As last week’s meeting was cancelled to make it easier for people to participate in the scholar strike, this week’s MCQLL meeting (1:30pm on Wednesday, September 16th) will be lightning talks by returning MCQLL lab members (that would have normally taken place last week). This will serve as an introduction to the type of work done at MCQLL, as well as provide a space to ask questions about our research and the lab in general.

Please make sure to register here beforehand so that you can get the meeting link. If you already registered last week, then there is no need to register again, just join with the link you got in your registration confirmation email.

MCQLL, 9/9 — Lightning Talks

At this week’s MCQLL meeting (1:30pm on Wednesday, September 9th), there will be a series of lightning talks by returning MCQLL lab members. This will serve as an introduction to the type of work done at MCQLL, as well as provide a space to ask questions about our research and the lab in general.

Please make sure to register here beforehand so that you can get the meeting link.

The (tentative) meeting agenda is as follows:

  1. Announcements
  2. Lightning Talks
    • Clarifying Questions here are fine, but please hold all discussion questions until the Q & A session.
  3. Q & A Session, including:
    • Discussion questions relating to the talks
    • Questions relating to the lab in general

Please don’t hesitate to reach out if you have any questions, comments, or concerns.
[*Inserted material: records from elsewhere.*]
PR #364, opened 2026-03-16
Add support for viewed_as_real

chaithyagr:
A simple extra interfact to help working easily with deepinv without needing complex denoisers.

PR #370, opened 2026-05-12
Add TV reconstruction with DeepInverse PDCP to model-based MRI example

### LINKED ISSUE #382: Add example of TV reconstruction

MelissaBoutlendj:
This PR extends the model-based MRI reconstruction example with a Total Variation (TV) reconstruction baseline using the official DeepInverse PDCP optimizer.

The implementation compares:

* adjoint reconstruction,
* wavelet reconstruction with FISTA,
* TV reconstruction with PDCP.

Main changes:

* added a TV-regularized reconstruction baseline using DeepInverse PDCP;
* added support for `viewed_as_real=True` complex MRI tensors;
* adapted `TVPrior` to real-view complex tensors by packing the real/imaginary dimension into the channel dimension before applying TV regularization;
* added PSNR and SSIM evaluation metrics;
* added visualization comparing Adjoint, Wavelet-FISTA, and TV-PDCP reconstructions.

The PDCP formulation uses:

* the MRI forward operator as `K`,
* `L2Distance` as the data-fidelity term in k-space,
*a custom cost function to compute the TV reconstruction loss

## Tested
- `git diff --check`
- `python -m examples.extras.example_recon`
- `python -m sphinx.cmd.build docs docs_build -D plot_gallery=0`

### DIFF
--- a/examples/extras/example_recon.py
+++ b/examples/extras/example_recon.py
@@ -135,12 +135,12 @@ early_stop = True
 # %%
 # Instantiate the algorithm class to solve the problem.
 wavelet_model = optim_builder(
-   iteration="FISTA",
-   prior=wavelet,
-   data_fidelity=data_fidelity,
-   early_stop=early_stop,
-   max_iter=max_iter,
-   params_algo=params_algo,
+    iteration="FISTA",
+    prior=wavelet,
+    data_fidelity=data_fidelity,
+    early_stop=early_stop,
+    max_iter=max_iter,
+    params_algo=params_algo,
 )
 x_wavelet = wavelet_model(y, physics_complex)
 
@@ -210,6 +210,7 @@ tv = TVPrior(n_it_max=20)
 #
 # Both arguments of the data-fidelity term are k-space tensors..
 
+
 def pdcp_cost_fn(x, data_fidelity, prior, cur_params, y, physics):
     return data_fidelity(cur_params["K"](x), y) + cur_params["lambda"] * prior(x)
 
@@ -226,7 +227,6 @@ pdcp_model = PDCP(
     g_first=False,
     cost_fn=pdcp_cost_fn,
 )
-
 
 
 x_pdcp_real = pdcp_model(y_real, physics)
--- a/examples/extras/example_recon.py
+++ b/examples/extras/example_recon.py
@@ -61,12 +61,24 @@ y += noise_level * (torch.randn_like(y) + 1j * torch.randn_like(y))
 
 # %%
 # Setup the physics and prior
-# With viewed_as_real=True, complex tensors are represented as
-# real-valued tensors with a final dimension of size 2:
-# (..., 2) = (real part, imaginary part).
+# With ``viewed_as_real=True``, the MRI-NUFFT DeepInverse interface exposes
+# complex-valued MRI tensors through real-valued tensor representations
+# compatible with DeepInverse optimization methods.
+#
+# The wrapper automatically converts between:
+#
+# - image-space tensors:
+#   ``(B, 2C, D, H, W)`` real-packed
+#   ↔
+#   ``(B, C, D, H, W)`` complex
+#
+# - k-space tensors:
+#   ``(B, C, N, 2)``
+#   ↔
+#   ``(B, C, N)`` complex
 physics = fourier_op.make_deepinv_phy(viewed_as_real=True)
 
-# Complex-valued physics used for methods that operate directly on complex tensors.
+# Complex-valued physics for methods that need complex tensors directly
 physics_complex = fourier_op.make_deepinv_phy()
 
 y_real = torch.view_as_real(y.contiguous())
@@ -123,12 +135,12 @@ early_stop = True
 # %%
 # Instantiate the algorithm class to solve the problem.
 wavelet_model = optim_builder(
-    iteration="FISTA",
-    prior=wavelet,
-    data_fidelity=data_fidelity,
-    early_stop=early_stop,
-    max_iter=max_iter,
-    params_algo=params_algo,
+   iteration="FISTA",
+   prior=wavelet,
+   data_fidelity=data_fidelity,
+   early_stop=early_stop,
+   max_iter=max_iter,
+   params_algo=params_algo,
 )
 x_wavelet = wavelet_model(y, physics_complex)
 
@@ -138,9 +150,9 @@ x_wavelet = wavelet_model(y, physics_complex)
 # ----------------------------------------------------
 #
 # As an additional model-based reconstruction baseline, we reconstruct the
-# image using a Total Variation (TV) prior. TV regularization promotes images
-# that are piecewise smooth while preserving sharp edges, which is useful in
-# MRI where anatomical structures often have smooth regions separated by
+# image using a Total Variation (TV) prior. TV regularization promotes
+# piecewise-smooth images while preserving sharp edges, which is useful in MRI
+# because anatomical structures often contain smooth regions separated by clear
 # boundaries.
 #
 # We solve the following variational problem:
@@ -152,89 +164,60 @@ x_wavelet = wavelet_model(y, physics_complex)
 # where A is the non-Cartesian MRI forward operator, y is the measured k-space
 # data, and x is the reconstructed image.
 #
-# TVPrior is designed for real-valued tensors. With the new
-# `viewed_as_real=True` option, complex MRI data are represented as
-# real-valued tensors with a final dimension of size 2:
-# (..., 2) = (real part, imaginary part).
-# For 3D MRI data, this representation produces 6D tensors of shape
-# (B, C, D, H, W, 2), while DeepInverse TVPrior expects 4D or 5D inputs.
-# We therefore pack the final real/imaginary dimension into the channel
-# dimension before applying TVPrior, and unpack it afterwards.
-# This avoids manually splitting complex tensors into separate real and
-# imaginary TV proximal operations.
-# The TV regularization weight was selected separately using Optuna.
+# ``TVPrior`` operates on real-valued image tensors. With
+# ``viewed_as_real=True``, complex MRI images are exposed through a real-valued
+# channel representation:
+#
+# .. math::
+#
+#    (B, C, D, H, W)_{\mathbb{C}}
+#    \longrightarrow
+#    (B, 2C, D, H, W)_{\mathbb{R}}
+#
+# This keeps the tensor compatible with DeepInverse priors expecting 4D or 5D
+# real-valued image tensors, while internally preserving the complex-valued MRI
+# representation.
 
-lamb_tv = 0.05789015101052105
-
-
-class RealViewTVPrior(TVPrior):
-    """Adapt TVPrior to tensors represented with torch.view_as_real.
-
-    This helper packs the final real/imaginary dimension into the channel
-    dimension before applying TV regularization, then restores the original
-    layout afterwards.
-    """
-
-    def _pack(self, x):
-        if x.shape[-1] != 2:
-            return x, None
-
-        original_shape = x.shape
-        b, c, *spatial, two = original_shape
-        x = x.movedim(-1, 2)          # (B, C, 2, D, H, W)
-        x = x.reshape(b, c * 2, *spatial)  # (B, 2*C, D, H, W)
-        return x, original_shape
-
-    def _unpack(self, x, original_shape):
-        if original_shape is None:
-            return x
-
-        b, c, *spatial, two = original_shape
-        x = x.reshape(b, c, 2, *spatial)
-        x = x.movedim(2, -1)          # back to (B, C, D, H, W, 2)
-        return x
-
-    def prox(self, x, *args, gamma=None, **kwargs):
-        x_packed, original_shape = self._pack(x)
-        out = super().prox(x_packed, *args, gamma=gamma, **kwargs)
-        return self._unpack(out, original_shape)
-
-    def forward(self, x, *args, **kwargs):
-        x_packed, _ = self._pack(x)
-        return super().forward(x_packed, *args, **kwargs)
-
-
-tv = RealViewTVPrior(n_it_max=20)
+lamb_tv = 50
+tv = TVPrior(n_it_max=20)
 
 
 # %%
-# We now solve the same TV-regularized MRI reconstruction problem using the
+# We now solve the TV-regularized MRI reconstruction problem using the
 # official DeepInverse PDCP optimizer. PDCP implements a Chambolle-Pock
 # primal-dual splitting method for objectives of the form F(Kx) + lambda G(x).
 #
-# In the PDCP formulation, the problem is written as F(Kx) + lambda G(x).
-# Here, K is the MRI forward operator A, so F acts directly on k-space data.
-# We use L2Distance to compare A(x) and y, and define a custom cost function
-# so that the monitored objective is evaluated as L2Distance(A(x), y) + lambda TV(x).
+# In this formulation, K is the MRI forward operator A. Therefore, F acts on
+# the predicted k-space data A(x), not directly on the image x.
+#
+# We use ``L2Distance`` as the data-fidelity term. Since ``L2Distance`` directly
+# compares its two inputs, the monitored objective must be evaluated as:
+#
+# .. math::
+#
+#    \frac{1}{2}\|A(x) - y\|_2^2 + \lambda \operatorname{TV}(x)
+#
+# We therefore define a custom cost function to compare ``A(x)`` with the
+# measured k-space data ``y``. Without this custom cost function, the default
+# objective would incorrectly compare the image tensor ``x`` with the k-space
+# measurements ``y``.
+#
 # The optimization problem remains:
 #
 # .. math::
 #
 #    \min_x \frac{1}{2}\|Ax - y\|_2^2 + \lambda \operatorname{TV}(x)
 #
-# Since F acts directly on K(x) = A(x), both inputs of the data-fidelity
-# term are k-space tensors.
-
-data_fidelity_distance = L2Distance()
-
+# Both arguments of the data-fidelity term are k-space tensors..
 
 def pdcp_cost_fn(x, data_fidelity, prior, cur_params, y, physics):
     return data_fidelity(cur_params["K"](x), y) + cur_params["lambda"] * prior(x)
 
+
 pdcp_model = PDCP(
     K=physics.A,
     K_adjoint=physics.A_adjoint,
-    data_fidelity=data_fidelity_distance,
+    data_fidelity=L2Distance(),
     prior=tv,
     lambda_reg=lamb_tv,
     stepsize=stepsize,
@@ -244,8 +227,17 @@ pdcp_model = PDCP(
     cost_fn=pdcp_cost_fn,
 )
 
+
+
 x_pdcp_real = pdcp_model(y_real, physics)
-x_pdcp = torch.view_as_complex(x_pdcp_real.contiguous())
+
+
+# Convert from 5D real-packed to complex for visualization
+b, c2, *spatial = x_pdcp_real.shape
+c = c2 // 2
+x_pdcp = torch.view_as_complex(
+    x_pdcp_real.reshape(b, c, 2, *spatial).movedim(2, -1).contiguous()
+)
 
 
 # %%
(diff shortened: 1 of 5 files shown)


src/mrinufft/operators/autodiff.py
```diff
@@ -463,27 +463,51 @@ def _check_input_shape(
         return True
 
 
+def complex_view_wrapper(method):
+    """Handle real-view tensors for complex MRI operators."""
+    def wrapper(self, x: torch.Tensor, **kwargs):
+        if self.viewed_as_real:
+            if x.shape[-1] != 2:
```
paquiteau: I think this check is redundant with what torch.view_as_complex does already

https://docs.pytorch.org/docs/2.11/generated/torch.view_as_complex.html

https://github.com/pytorch/pytorch/blob/5bd9e674fb4de5d6bb00a8e185c50eb7c7b6b913/torch/_refs/__init__.py#L1112

src/mrinufft/operators/base.py
```diff
@@ -421,8 +421,10 @@ def make_deepinv_phy(self, *args, **kwargs) -> DeepInvPhyNufft:
 
         from mrinufft.operators.autodiff import DeepInvPhyNufft
 
+        viewed_as_real = kwargs.pop("viewed_as_real", False)
```
paquiteau, line 429: needs the corresponding docstring above as well

tests/operators/test_autodiff.py
```diff
@@ -372,3 +372,31 @@ def test_forward_and_grad(operator, interface):
...
+        smaps = batched_smaps_from_op(operator)
+        y_real = physics.A(img_real, smaps=smaps)
+        adj_real = physics.A_adjoint(y_real, smaps=smaps)
+    else:
+        y_real = physics.A(img_real)
+        adj_real = physics.A_adjoint(y_real)
+
+    assert img_real.shape[-1] == 2
+    assert y_real.shape[-1] == 2
+    assert adj_real.shape[-1] == 2
```
paquiteau: you can to more restrictive checks by comparing with the whole shape.

paquiteau (changes requested):
of to a good start!  

here are some initial comments, there are also some issues in linter and tests to be fixed.

MelissaBoutlendj:
Thanks for the review. I addressed the requested changes in the latest commit.
I also reran the targeted test and docs build locally.

src/mrinufft/operators/autodiff.py
MelissaBoutlendj: Fixed in 63222f8 by removing the redundant explicit check.

src/mrinufft/operators/base.py
MelissaBoutlendj: documented viewed_as_real in make_deepinv_phy;

tests/operators/test_autodiff.py
MelissaBoutlendj: Updated the test to compare the full tensor shapes in 63222f8.

examples/extras/example_recon.py
```diff
@@ -3,25 +3,39 @@
...
 from brainweb_dl import get_mri
-from deepinv.optim.prior import WaveletPrior
 from deepinv.optim.data_fidelity import L2
 from deepinv.optim.optimizers import optim_builder
-
+from deepinv.optim.prior import WaveletPrior, TVPrior
 from mrinufft import get_operator
 from mrinufft.trajectories import initialize_3D_cones
+import torch.nn as nn
+from deepinv.models import TVDenoiser
```
chaithyagr: DO you really need TV Prior and TV Denoiser?

examples/extras/example_recon.py
```diff
@@ -51,7 +65,15 @@
 
 # %%
 # Setup the physics and prior
-physics = fourier_op.make_deepinv_phy()
+physics_complex = fourier_op.make_deepinv_phy()
+
+# With viewed_as_real=True, complex tensors are represented as
+# real-valued tensors with a final dimension of size 2:
+# (..., 2) = (real part, imaginary part).
+physics_real = fourier_op.make_deepinv_phy(viewed_as_real=True)
```
chaithyagr:
```suggestion
physics = fourier_op.make_deepinv_phy(viewed_as_real=True)
```

I dont like calling it physics real

examples/extras/example_recon.py
```diff
@@ -61,49 +83,346 @@
...
 # %%
 # Setup and run the reconstruction algorithm
 # Data fidelity term
 data_fidelity = L2()
 # Algorithm parameters
 lamb = 1e1
-stepsize = 0.8 * float(1 / fourier_op.get_lipschitz_cst().get())
+L = fourier_op.get_lipschitz_cst()
+if hasattr(L, "get"):
+    L = L.get()
```
chaithyagr: Why complicate? 
Whatever earlier was good right? (Assuming GPU)

examples/extras/example_recon.py
```diff
@@ -61,49 +83,346 @@
...
-x_wavelet = wavelet_recon(y, physics)
+x_wavelet = wavelet_model(y, physics_complex)
+
+
+# %%
+# Total variation reconstruction with proximal gradient descent
+# ------------------------------------------------------------
+#
+# As an additional model-based reconstruction baseline, we reconstruct the
+# image using a Total Variation (TV) prior. TV regularization promotes images
```
chaithyagr: Personally I will only keep TVPrior with PDCP and not with PGD...

examples/extras/example_recon.py
```diff
@@ -61,49 +83,346 @@
...
+            p = p_old + self.rho * (p - p_old)
+
+            rel_err = torch.linalg.norm(
+                x_old.flatten() - x.flatten()
+            ) / (torch.linalg.norm(x.flatten()) + 1e-12)
+
+            if rel_err < self.stopping_criterion:
+                break
+
+        return x
```
chaithyagr: I would really avoid writing this. Do we really need this? Cant we just use `TVPrior` directly?

tests/operators/test_autodiff.py
```diff
@@ -372,3 +372,31 @@ def test_forward_and_grad(operator, interface):
...
+        smaps = batched_smaps_from_op(operator)
+        y_real = physics.A(img_real, smaps=smaps)
+        adj_real = physics.A_adjoint(y_real, smaps=smaps)
+    else:
+        y_real = physics.A(img_real)
+        adj_real = physics.A_adjoint(y_real)
+
+    assert img_real.shape == (*img_data.shape, 2)
+    assert y_real.shape == (*operator.op(img_data).shape, 2)
+    assert adj_real.shape == img_real.shape
```
chaithyagr: Good job on adding the test!

chaithyagr (changes requested):
Thank you so much for the PR! Great work. Please find my comments below.

MelissaBoutlendj:
@chaithyagr Thank you for the review. I have addressed the requested changes.

examples/extras/example_recon.py
```diff
@@ -51,7 +61,28 @@
...
+# - image-space tensors:
+#   ``(B, 2C, D, H, W)`` real-packed
+#   ↔
+#   ``(B, C, D, H, W)`` complex
+#
+# - k-space tensors:
+#   ``(B, C, N, 2)``
+#   ↔
+#   ``(B, C, N)`` complex
+physics = fourier_op.make_deepinv_phy(viewed_as_real=True)
```
paquiteau: I feel this explanation should be put down, when you present the TV algorithm

examples/extras/example_recon.py
```diff
@@ -3,23 +3,32 @@
...
+a 3D cones trajectory. We then compare several reconstruction approaches:
 
-# %%
+1. Adjoint reconstruction, providing a fast baseline with sampling artifacts.
+2. Wavelet-regularized reconstruction solved with FISTA.
+3. Total Variation reconstruction solved with the DeepInverse PDCP optimizer.
+
+The goal of this example is to illustrate how MRI-NUFFT physics operators can
+be coupled with DeepInverse optimization tools to solve model-based MRI inverse
+problems and compare different regularization priors.
```
paquiteau:
```suggestion
The goal of this example is to illustrate how MRI-NUFFT physics operators can
be coupled with DeepInverse optimization tools to solve model-based MRI inverse
problems and compare different regularization priors, suppporting both complex-valued and real-valued (applied on the real and imaginary part) regularizations.
```

examples/extras/example_recon.py
```diff
@@ -61,49 +92,208 @@
...
+# .. math::
+#
+#    (B, C, D, H, W)_{\mathbb{C}}
+#    \longrightarrow
+#    (B, 2C, D, H, W)_{\mathbb{R}}
+#
+# This keeps the tensor compatible with DeepInverse priors expecting 4D or 5D
+# real-valued image tensors, while internally preserving the complex-valued MRI
+# representation.
+
```
paquiteau: insert the view_as_real operator here

src/mrinufft/operators/autodiff.py
```diff
@@ -463,27 +463,82 @@ def _check_input_shape(
...
 
 
+def complex_view_wrapper(method):
+    """Handle real-view tensors for complex MRI operators.
+
+    Supports both single and multiple tensor arguments.
+    Auto-detects tensor dimensionality and applies appropriate conversion.
+
+    - Image-space (input to forward op): (B, 2C, D, H, W) - 5D real-packed
+    - K-space (output of forward op): (B, C, N, 2) - 4D real-packed
```
paquiteau:
```suggestion
    - Image-space (input to forward op): (B, 2C, *XYZ) - 5D real-packed
    - K-space (output of forward op): (B, C, K, 2) - 4D real-packed
```

To be consistent with the conventions in the various interfaces in `operators` module.

src/mrinufft/operators/base.py
```diff
@@ -402,6 +402,11 @@ def make_deepinv_phy(self, *args, **kwargs) -> DeepInvPhyNufft:
             If provided, specifies batch size for varying data/smaps pairs.
             Default is None, which means no batching
 
+        viewed_as_real : bool, optional
+            If True, the DeepInverse physics wrapper accepts and returns
+            real-view tensors with a final dimension of size 2 representing
+            the real and imaginary parts. Default is False.
```
paquiteau, line 408: Also mention the channel-packed setup !

src/mrinufft/operators/autodiff.py
```diff
@@ -463,27 +463,82 @@ def _check_input_shape(
...
+        elif is_kspace:
+            b, c, *spatial = out.shape
+            out = torch.view_as_real(out)
+            out = out.movedim(-1, 2)
+            out = out.reshape(b, c * 2, *spatial)
+            return out
+
+        return out
+
+    return wrapper
```
paquiteau: There are several issues with this decorator: 
1. This does not support 2D image, and relies on the dimensions of the input tensor to know if you are in image space or not. 
2. A decorator / wrapper should do minimalistic stuff, and extract any complex modification to specific functions. 
3. I am not a fan of the `.contiguous()` method, as it will potentially create a new memory copy. Is it really necessary here ? 
4. Ideally, you should call @wraps from functools to preserve the signature and docstring

I propose you rewrite this and split the concerns; I will let you fill in the blanks; don't forget docstrings ;) 

```python
def kspace_as_real(y):
    """View k-space data as real data ... """
    ... 

def kspace_as_cpx(y): 
    """View k-space data as real data ... """
    ... 

def image_as_real(x): 
    """View image data as real channel-packed data ... """ 
    ...

def image_as_cpx(x): 
    ...

def complex_view_wrapper(in, out):
    in_view = kspace_as_cpx if in == "ksp" else image_as_cpx
    out_view = kspace_as_real if in == "ksp" else image_as_real
    def decorator(method):
        @wraps(method)
        def wrapper(self, x, *args, **kwargs):
            if not self.viewed_as_real: 
                return method(self, x, *args, **kwargs)
            return out_view(method(self, in_view(x), *args, **kwargs)
        return wrapper
    return decorator
```

examples/extras/example_recon.py
```diff
@@ -61,49 +92,208 @@
...
+# more informative for images because it compares local contrast and structure.
+#
+# Metrics are computed on magnitude images, since the reconstructions are
+# complex-valued.
+
+
+# %%
+from deepinv.loss.metric import PSNR, SSIM
+
+psnr = PSNR()
```
paquiteau: When running the example I get the following values: 

```
Adjoint PSNR: -62.08
Wavelet PSNR: -47.19
TV-PDCP PSNR: -44.63
Adjoint SSIM: 0.3945
Wavelet SSIM: 0.5691
TV-PDCP SSIM: 0.6284
```

This is bad, you should set `max_pixel=None` to have positive and (expected) values: https://deepinv.github.io/deepinv/api/stubs/deepinv.loss.metric.PSNR.html

paquiteau (commented):
Thanks for the update, There is a review-in-the-review regarding viewed_as_real, as it was taken from #364.

examples/extras/example_recon.py
```diff
@@ -61,49 +92,208 @@
...
+
+
+def pdcp_cost_fn(x, data_fidelity, prior, cur_params, y, physics):
+    return data_fidelity(cur_params["K"](x), y) + cur_params["lambda"] * prior(x)
+
+
+pdcp_model = PDCP(
+    K=physics.A,
+    K_adjoint=physics.A_adjoint,
+    data_fidelity=L2Distance(),
```
paquiteau, line 158: Should be L2(). L2distance is a distance object not a data_fidelity

paquiteau (changes requested):

examples/extras/example_recon.py
chaithyagr: I think we can just remove it, its doc for old code :)

examples/extras/example_recon.py
```diff
@@ -51,7 +61,28 @@
...
+#   ``(B, C, D, H, W)`` complex
+#
+# - k-space tensors:
+#   ``(B, C, N, 2)``
+#   ↔
+#   ``(B, C, N)`` complex
+physics = fourier_op.make_deepinv_phy(viewed_as_real=True)
+
+# Complex-valued physics for methods that need complex tensors directly
+physics_complex = fourier_op.make_deepinv_phy()
```
chaithyagr: So, turns out we can just use physics_complex even with wavelet (by setting `is_complex` to `False` which is default).
Maybe we can simplify the example with that @paquiteau ? 
Idea is we want to show that we can directly interface with any prior is deepinv

chaithyagr:
```suggestion
physics = fourier_op.make_deepinv_phy(viewed_as_real=True)
```

Lets call it just physics and not real or complex, esp if we use real version everywhere.,

examples/extras/example_recon.py
```diff
@@ -51,7 +61,28 @@
...
+
+y_real = torch.view_as_real(y.contiguous())
```
chaithyagr: We need to have this coversion to real written somewhere in `mri-nufft` to ensure users have access to it

Same goes for real to imaginary conversion. I will detail this below

examples/extras/example_recon.py
chaithyagr:
```suggestion
```

We remove this if we want it to wor with "real" version of NUFFT

examples/extras/example_recon.py
chaithyagr: Again, doc for old code, please cleanup here

examples/extras/example_recon.py
```diff
@@ -61,49 +92,208 @@
...
+#
+# .. math::
+#
+#    \min_x \frac{1}{2}\|Ax - y\|_2^2 + \lambda \operatorname{TV}(x)
+#
+# Both arguments of the data-fidelity term are k-space tensors..
+
+
+def pdcp_cost_fn(x, data_fidelity, prior, cur_params, y, physics):
+    return data_fidelity(cur_params["K"](x), y) + cur_params["lambda"] * prior(x)
```
chaithyagr, line 148: I really dont like this, we need to discuss with folks in deepinv to understand whats up

examples/extras/example_recon.py
chaithyagr: Yaaaaaa, about this, weirdly, the PDCP algorithm internally has data fidelity as:

data_fidelity( physics.op ( x ) , y)


While L2 implements 
physics.op(x) - y



If you give L2 here we end up doing


data_fidelity(physics.op(physics.op(x)), y)


Again, i find this bizzare and we need folks from deepinv tell us why they did this differently compared to PGD where its relatively more straightforward

examples/extras/example_recon.py
```diff
@@ -61,49 +92,208 @@
...
+
+x_pdcp_real = pdcp_model(y_real, physics)
+
+
+# Convert from 5D real-packed to complex for visualization
+b, c2, *spatial = x_pdcp_real.shape
+c = c2 // 2
+x_pdcp = torch.view_as_complex(
+    x_pdcp_real.reshape(b, c, 2, *spatial).movedim(2, -1).contiguous()
 )
```
chaithyagr: the util function here must be in mri-nufft

src/mrinufft/operators/autodiff.py
```diff
@@ -463,27 +463,82 @@ def _check_input_shape(
...
+        is_kspace = x.ndim == 4
+
+        # Handle image-space input conversion (B, 2C, D, H, W) → complex (B, C, D, H, W)
+        if is_image_space:
+            b, c2, *spatial = x.shape
+            c = c2 // 2
+            x = x.reshape(b, c, 2, *spatial)
+            x = x.movedim(2, -1)
+            # Convert to complex: (B, C, D, H, W, 2)
+            x = torch.view_as_complex(x.contiguous())
```
chaithyagr: Make this as a separate function and add to mrinufft.converters ? @paquiteau ideas for better name?

src/mrinufft/operators/autodiff.py
```diff
@@ -463,27 +463,82 @@ def _check_input_shape(
...
+        # Handle k-space input conversion (B, C, N, 2) → complex (B, C, N)
+        elif is_kspace:
+            # Directly convert real-packed k-space to complex tensor
+            x = torch.view_as_complex(x.contiguous())
```
chaithyagr: Same as above

src/mrinufft/operators/autodiff.py
chaithyagr: Lol, just saw this now, we need this, but with each exposed for user (maybe directly importable as 
`from mrinufft import kspace_as_real` ?

Or maybe under `compat`?

chaithyagr (changes requested):
Great work! we are almost gettiong there. a bunch of coding style changes

examples/extras/example_recon.py
paquiteau: Indeed, but you still need the view as real setup for the TV case anyway ?

paquiteau (approved):
Thank for the modifications, this is in good enough shape for me. 

However, there is no TV example anymore, is this on purpose ? In this case why not just rely on the `is_complex=True` of the wavelet Prior and save us all this trouble ? @chaithyagr

MelissaBoutlendj:
@paquiteau Thank you for the feedback! Yes, the TV example was intentionally removed for now because PDCP does not yet work with the current viewed_as_real wrapper.

chaithyagr:
@MelissaBoutlendj , i still feel you should add the current working setup of PDCP just to show how to use it anyway...

chaithyagr:
We can always fix it if we get response from folks from deepinv

MelissaBoutlendj:
@chaithyagr no worries I will added it in a try/except block

examples/extras/example_recon.py
```diff
@@ -43,67 +54,181 @@
...
+
+y_real = kspace_as_real(y).float()
+
 wavelet = WaveletPrior(
     wv="sym8",
     wvdim=3,
     level=3,
-    is_complex=True,
+    is_complex=False,
 )
```
paquiteau, line 75: I liked the previous version where there was also the show case of a complex-valued prior (so with `viewed_as real=False`, and `is_complex=True`). At least,  there should be some more explanation in the example on how / why set the values this or the other way.

chaithyagr: I think we can explain but in the end the idea is we can just straight off use any prior without much changes in code on deepinv side.

MelissaBoutlendj: Thank you for the feedback,  is it better to add both cases side by side in the same example?

Complex-valued prior : physics = fourier_op.make_deepinv_phy() with WaveletPrior(is_complex=True) using y directly
Real-valued prior :  physics = fourier_op.make_deepinv_phy(viewed_as_real=True) with WaveletPrior(is_complex=False) and TVPrior using y_real
 and also add more explanation.

chaithyagr (approved):
Thank you for all the changes. Looks good to me. We can merge when green with all the tests

paquiteau (approved):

MCQLL meeting, 6/3 – Timothy J O’Donnell 

This week at the Montreal Computational and Qualitative Linguistics Lab meeting, Timothy O’Donnell will be presenting his Meditations on Compositional Structure, to makeup for last week’s postponement. This presentation attempts to synthesize several threads of work in a broader framework. We meet at 2:30 via zoom (if you are not on the MCQLL emailing list, please contact Emily Goodwin emily.goodwin@mail.mcgill.ca for the meeting link).

 

MCQLL meeting, 5/13 — Bing’er Jiang 

The next meeting of the Montreal Computational and Quantitative Linguistics Lab will take place on Wednesday May 13th, at 2:30, via Zoom. Bing’er will present on Modelling Perceptual Effects of Phonology with Automatic Speech Recognition Systems. If you would like to participate but are not on the MCQLL or computational linguistics emailing list, contact emily.goodwin@mail.mcgill.ca for the Zoom link.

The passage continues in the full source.